* Task directions *
Lift out all lines below that contain "matches".

* Dataset records *
PR #16517, opened 2026-03-30
better primary selection when merging versions with same resolution

upscaylman:
When you merge versions and multiple files have the same width (like two 1080p encodes), the current code just picks whatever comes first basically. Theres no tiebreaker after the width check.

This adds bitrate as a secondary sort, and then a basic quality score from the filename as last resort - remux > bluray > web-dl. Not the most elegant thing ever but it works for the common case where you have a remux and a web-dl at the same resolution and you want the remux as primary.

I know parsing filenames is fragile, happy to hear if theres a better approach. The bitrate tiebreak alone should handle most cases anyway since remuxes have higher bitrate.

### DIFF
--- a/Jellyfin.Api/Controllers/VideosController.cs
+++ b/Jellyfin.Api/Controllers/VideosController.cs
@@ -211,6 +211,8 @@ public class VideosController : BaseJellyfinApiController
                     return 0;
                 })
                 .ThenByDescending(i => i.GetDefaultVideoStream()?.Width ?? 0)
+                .ThenByDescending(i => i.GetDefaultVideoStream()?.BitRate ?? 0)
+                .ThenByDescending(i => GetSourceQualityScore(i.Path))
                 .First();
         }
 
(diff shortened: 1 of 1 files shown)


IDisposable (approved):

Jellyfin.Api/Controllers/VideosController.cs
```diff
@@ -655,4 +657,37 @@ [FromQuery] [RegularExpression(EncodingHelper.ContainerValidationRegex)] string?
...
+            || filename.Contains("blu-ray", StringComparison.OrdinalIgnoreCase))
+        {
+            return 2;
+        }
+
+        if (filename.Contains("web-dl", StringComparison.OrdinalIgnoreCase)
+            || filename.Contains("webdl", StringComparison.OrdinalIgnoreCase))
+        {
+            return 1;
+        }
```
JPVenson, line 689: We do not support that kind of naming scheme and dont want to

JPVenson (changes requested):

theguymadmax:
Closing per Venson's comments.

IDisposable:
Seems like we still should do the tie-break on bitrate, even if we don't want the quality assumptions.

PR #16537, opened 2026-04-01
Fix episode parser misidentifying video resolutions as season/episode

### LINKED ISSUE #1398: TVDB finding episode, but season is marked as Unknown (Daily Show)
**Describe the bug**

Episode with season and episode number (over 100?) are placed into season Unknown, even thou there is a season defined.
I think this might be related to #1180.

**To Reproduce**
Add a file named like my example
The Daily Show/The Daily Show 24x103 - 2019-05-20 Kirsten Gillibrand [WEBDL-720p][AAC 2.0][x264]-TBS.mkv
JF finds the episode and saves metadata. TVDBID is saved and correct. But a dummy season Unknown is created instead of season 24.

**Expected behavior**

Correct season # should be created, not Season Unknown

**Logs**

No errors in logs

**Screenshots**

image

 - OS: Docker
 - Browser: Chrome
 - Jellyfin Version: 10.3.3

stlcompliance:
Added a method to invalidate matches that look like video dimensions in episode parsing.

**Changes**
Removed the hardcoded season-number blacklist that was masking bad regex matches (e.g. 1920x1080 being parsed as S1920E1080).

Replaced it with a direct validation that detects resolution-style patterns in the matched token and invalidates them explicitly.

This shifts the logic from “guess and block absurd numbers” to actually identifying the root cause of the false positives, making parsing behavior more predictable and maintainable.

**Issues**
Fixes #1398

### DIFF
--- a/Emby.Naming/TV/EpisodePathParser.cs
+++ b/Emby.Naming/TV/EpisodePathParser.cs
@@ -183,19 +183,62 @@ namespace Emby.Naming.TV
                     result.Success = result.EpisodeNumber.HasValue;
                 }
 
-                // Invalidate match when the season is 200 through 1927 or above 2500
-                // because it is an error unless the TV show is intentionally using false season numbers.
-                // It avoids erroneous parsing of something like "Series Special (1920x1080).mkv" as being season 1920 episode 1080.
-                if ((result.SeasonNumber >= 200 && result.SeasonNumber < 1928)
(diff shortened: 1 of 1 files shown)


JPVenson (changes requested):
Please fix the build errors (and always check if your code actually builds) and add tests for that change

PR #16539, opened 2026-04-01
Fix subtitle saving

MBR-0001:
**Changes**
https://github.com/jellyfin/jellyfin/commit/d3907afde7ea0abdf0d3e291b0bd572653bae7ac broke subtitle saving, see issue https://github.com/jellyfin/jellyfin-plugin-opensubtitles/issues/201

`_allowedSubtitleFormats` contains formats without the `.`, so `"." + extension` will always return false
image

**Issues**
Fixes: https://github.com/jellyfin/jellyfin-plugin-opensubtitles/issues/201
Fixes: #16544
Fixes: https://github.com/jellyfin/jellyfin-plugin-opensubtitles/issues/202

### DIFF
--- a/MediaBrowser.Providers/Subtitles/SubtitleManager.cs
+++ b/MediaBrowser.Providers/Subtitles/SubtitleManager.cs
@@ -239,8 +239,7 @@ namespace MediaBrowser.Providers.Subtitles
 
         private async Task TrySaveToFiles(Stream stream, List<string> savePaths, Video video, string extension)
         {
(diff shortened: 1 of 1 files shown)


MBR-0001:
would it make more sense to just remove the `"." + extension` part?

theguymadmax:
Yes, just leaving the extension would be better.

LTe:
In case of regression I think we should add specs for that

vinnie1234:
When will this be released?

PR #144, opened 2015-10-12
Add Jasmine typings

ryzy:
Jasmine is used in the projects, but the typings are missing. This
change adds them.


ryzy:
False alarm, sorry. Jasmine typings are included from angular, so there's no need for that.

My InteliJ didn't index it properly and I thought it's missing :)

PR #152, opened 2015-10-13
Small changes to tasks + added test tasks to use PATH definitions.

tarlepp:


tools/tasks/build.assets.dev.ts
```diff
@@ -1,13 +1,12 @@
 import {join} from 'path';
 import {PATH} from '../workflow.config';
 
-export = function (gulp) {
+export = function task(gulp) {
```
mgechev: Calling the function based on what it does seems more appropriate semantically, i.e. instead of calling the task `task`, you can name it `buildAssets` or something like that. This way if we have a stack trace somewhere we'll get better information about what actually have happened.

tools/tasks/build.index.dev.ts
```diff
@@ -2,9 +2,10 @@ import {join} from 'path';
 import {injectableDevAssetsRef, transformPath, templateLocals} from '../utils';
 import {PATH} from '../workflow.config';
 
-export = function (gulp, plugins) {
+export = function task(gulp, plugins) {
```
mgechev: Same here and below.

tools/tasks/test.dev.ts
```diff
@@ -1,5 +1,8 @@
-export = function (gulp, plugins) {
+import {join} from 'path';
+import {PATH} from '../workflow.config';
+
+export = function task(gulp, plugins) {
   return function () {
-    plugins.watch('./app/**', () => gulp.start('build.test'));
+    plugins.watch(join(PATH.src.all, '**'), () => gulp.start('build.test'));
```
mgechev: Nice catch!

mgechev:
Its great that you fixed the paths! I added some comments we can discuss them if you don't completely agree. If you do, would you push again and squash?

tools/tasks/build.assets.dev.ts
ludohenin: :+1:

tarlepp:
Changed those function names to match with each task file.

PR #161, opened 2015-10-15
Fixed preinstall task, which was failing with Travis.

tarlepp:


ludohenin:
Is that a specific Travis behavior ?

tarlepp:
That's propably because npm install tsd will make local installation to clean linux box, so there isn't tsd installed as global.

mgechev:
Thanks for that! May be we can use path.join for getting the correct path?

tarlepp:
Ah, good catch will check that.

tarlepp:
Hmm, seems like this was not fix...

mgechev:
Yeah, there was a problem with the async behavior of the preinstall task. You can find working build here https://github.com/mgechev/angular2-seed/pull/154

We can close this PR?

ludohenin:
@mgechev I think so

tarlepp:
Thanks for that.

PR #167, opened 2015-10-17
Addded media library task to the build.

arbuckle:
This is a task that pipes the contents of app/media/* to the
target build directory - modeled pretty much exactly like the CSS
handler, but with a path specified that simply traverses the
whole media directory.

Updated the home template and css with a proof-of-concept 
demonstration of this behavior.


mgechev:
LGTM, @ludohenin what are your thoughts?

ludohenin:
I like it too. My only concern is that the more we add, the more to clean-up when starting a project off the seed.

mgechev:
What I don't like with the resource handling right now is that when we need to add another resource type we need to create another task which copies all files of the given type from `app` to `dist/target`.

It'll be better if we had a single task, which copies all the resources and injects only a couple of them, which are explicitly listed.

I see two possible solutions:

- Move all the TS files to separate directory
  + Simplicity
  - The template and all the styles won't longer live together with the component's controller
- Keep the current file structure but filter all TS files and keep them away from the `dist` directory. We will have some ignore list of file extensions which we won't copy to `dist`.
  + We keep the component's controller and all other resources associated with them together
  - More complex

What are your thoughts?

ludohenin:
I like the second solution better. The build might be more complex (to see though) but the component will be easier to reason about. Will look at it.

briantopping:
I had just added #193 when @mgechev noted this PR. 

Long term, I think there ought to be something that is able to look at the different components and find what they individually need copied and to where. Right now, there's no way for a component to have asset requirements that are different than other components. A component should be depending on assets that are in a directory at a higher level directory, or it's not really a component by nature of the lack of containment at the file structure level.

This definitely solves another use case though, one that is needed now.

It doesn't seem like there's any way to solve these issues completely unless the components can hook into the build stages as necessary.

tarlepp:
One solution could be using just one main directory for all of these eg. ```assets``` which could contain subdirectories as devs like.

NathanWalker:
I like @tarlepp suggestion of having one `assets` folder. Simplest and much easier for the build and customization by those who base their projects on the seed.

johnjelinek:
I like `assets`. Do you want a PR for that?

johnjelinek:
#233 is a PR for `assets` that's almost identical to this PR.

NathanWalker:
I agree with @johnjelinek and would opt for his PR over this one.

@arbuckle Thanks for your contribution. For sake of flexibility we may go with @johnjelinek's PR.

/cc @mgechev @ludohenin

mgechev:
@NathanWalker @johnjelinek the things I don't like in the suggestion of having `assets` directory:

- It breaks the component's encapsulation. Currently we add all the resources associated with given component to its own directory (template and CSS). However, if we add assets directory it'll contain resources for any component basically. This looks like coincidental cohesion, I'm not big fan of it.
- What resources we will store in `assets`? Is it only for images and fonts or we can also include CSS files as well?

The disadvantage of this strict encapsulation is that we will have duplication in the styles/images of the individual components (eventually, in a perfect world where components are on low enough level of granularity we will be able to reuse the individual resources because they'll be encapsulated by separate components).

To me, in object-oriented point of view, the best approach is to have the following structure:

```
.
├── components
│   ├── about
│   │   ├── about.css
│   │   ├── about.spec.ts
│   │   ├── about.ts
│   │   ├── fonts
│   │   └── img
│   └── home
│       ├── home.css
│       ├── home.html
│       ├── home.spec.ts
│       ├── home.ts
│       └── img
└── services
    ├── name_list.spec.ts
    └── name_list.ts
```

PR #171, opened 2015-10-19
optimized typings installation

sclausen:
To remove the hen egg problem with typings I migrated the tsd commands from the gulp-task to the beginning of the npm postinstall script, right before gulp executes.


ludohenin:
@sclausen would you please rebase (we have some conflict since I merge alpha42)?

tools/tasks/tsd.ts
```diff
@@ -1,7 +0,0 @@
-export = function tsd(gulp, plugins) {
```
tarlepp: I think that this task is still usefull in some of cases, so I would not remove this.

sclausen:
I might have messed up the commit history a little…

mgechev:
No worries, if you prefer would you open a PR in a fresh branch?

sclausen:
I hope this one is cleaner #173

PR #173, opened 2015-10-20
refactored tsd task

sclausen:
moved tsd task to npm postinstall right before any gulp task and added typings from tsd to `.gitignore`


ludohenin:
LGTM

PR #177, opened 2015-10-20
updated NPM dependencies in json file

jesperronn:
Did not update 'del' to 2.0.2 since that required a change in the 'done'
callbacks for clean.ts

Please note that tests for this commit branch already ran on my fork:

https://github.com/jesperronn/angular2-seed/compare/master...jesperronn:update_dependencies

PR #178, opened 2015-10-21
Revert "updated NPM dependencies in json file"

mgechev:
Reverts mgechev/angular2-seed#177


tarlepp:
What was the reason for this revert?

PR #181, opened 2015-10-22
Fixed broken link.

tarlepp:


README.md
```diff
@@ -149,7 +149,7 @@ npm run karma.start           # 2nd window
 
 # Contributing
 
-Please see the [CONTRIBUTING](https://github.com/mgechev/angular2-seed/blob/master/CONTRIBUTING.md) file for guidelines.
+Please see the [CONTRIBUTING.MD](https://github.com/mgechev/angular2-seed/blob/master/CONTRIBUTING.MD) file for guidelines.
```
mgechev: I think it is better to name it 'CONTRIBUTING.md' in order to be consistent with the readme file. Also lets keep the text associated with the link "Contributing", because it is related to the action rather than the file.

tarlepp:
You're right about that.

PR #185, opened 2015-10-23
Fix #183

### LINKED ISSUE #183: Karma does not load rxjs
Fix path to `@reactivex/rxjs/*`

ludohenin:
Add dependency to `@reactivex/rxjs`


ludohenin:
Looks like test on travis are now well executed :)

PR #191, opened 2015-10-24
Fix issue with IntelliJ

briantopping:
IntelliJ stores transpiles and maps to the current directory. The map files cause the console build to fail unless one clears these files out beforehand. This patch stops that behavior.


briantopping:
Resubmit after cleanup.

PR #192, opened 2015-10-24
Add images copy

briantopping:
Add copy images functionality. Maybe this should be merged with fonts and other generic copy tasks.


briantopping:
Meh, bad rebase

* Written reply *
Added a method to invalidate matches that look like video dimensions in episode parsing.
Removed the hardcoded season-number blacklist that was masking bad regex matches (e.g. 1920x1080 being parsed as S1920E1080).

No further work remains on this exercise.